--- Data shown Enclosed Below ---

PR #271, opened 2024-01-23
feat: lods and landscape

dalkia:


dalkia:
Closed since it was only done for the demo

PR #273, opened 2024-01-23
feat: main app bootstrap

lorux0:
Implements a real application bootstrap by loading initial dependencies, realm, authentication, profile, player, world and finally teleports to spawn point.

# How to test?

1. The app should start with an icon animation, like a splash
2. The authentication should be shown allowing you to login as expected
3. Loading screen should appear
4. When it finishes, you should enter the world with your profile's avatar
5. Teleport to different spawn points, check that sdk7 scenes should load as expected


Explorer/Assets/Scripts/Global/Dynamic/DynamicECSWorldExtensions.cs
```diff
@@ -0,0 +1,22 @@
...
+using DCL.Character.Components;
+using DCL.Profiles;
+
+namespace Global.Dynamic
+{
+    public static class DynamicECSWorldExtensions
+    {
+        private static readonly Entity[] OWN_PROFILE_BUFFER = new Entity[1];
+
+        public static void SetProfileToOwnPlayer(this World world, Profile profile)
```
mikhail-dcl, line 11: You don't need to query the player from ECS: this logic is executed after `GlobalWorld Create` so you have `playerEntity` already: just return it from the factory

Explorer/Assets/Scripts/Global/Dynamic/DynamicSceneLoader.cs
mikhail-dcl, line 1: Do you see a good reason of keeping it?
I'd propose to trash it along with the corresponding scene to avoid fragmentation and possible confusion during the future development

Explorer/Assets/Scripts/Global/Dynamic/IRealmController.cs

--- End of Enclosed Data shown ---

- Problem to solve: Copy out every line of the data where the word "spawn" occurs.

- Reply to the exercise:
Implements a real application bootstrap by loading initial dependencies, realm, authentication, profile, player, world and finally teleports to spawn point.
5. Teleport to different spawn points, check that sdk7 scenes should load as expected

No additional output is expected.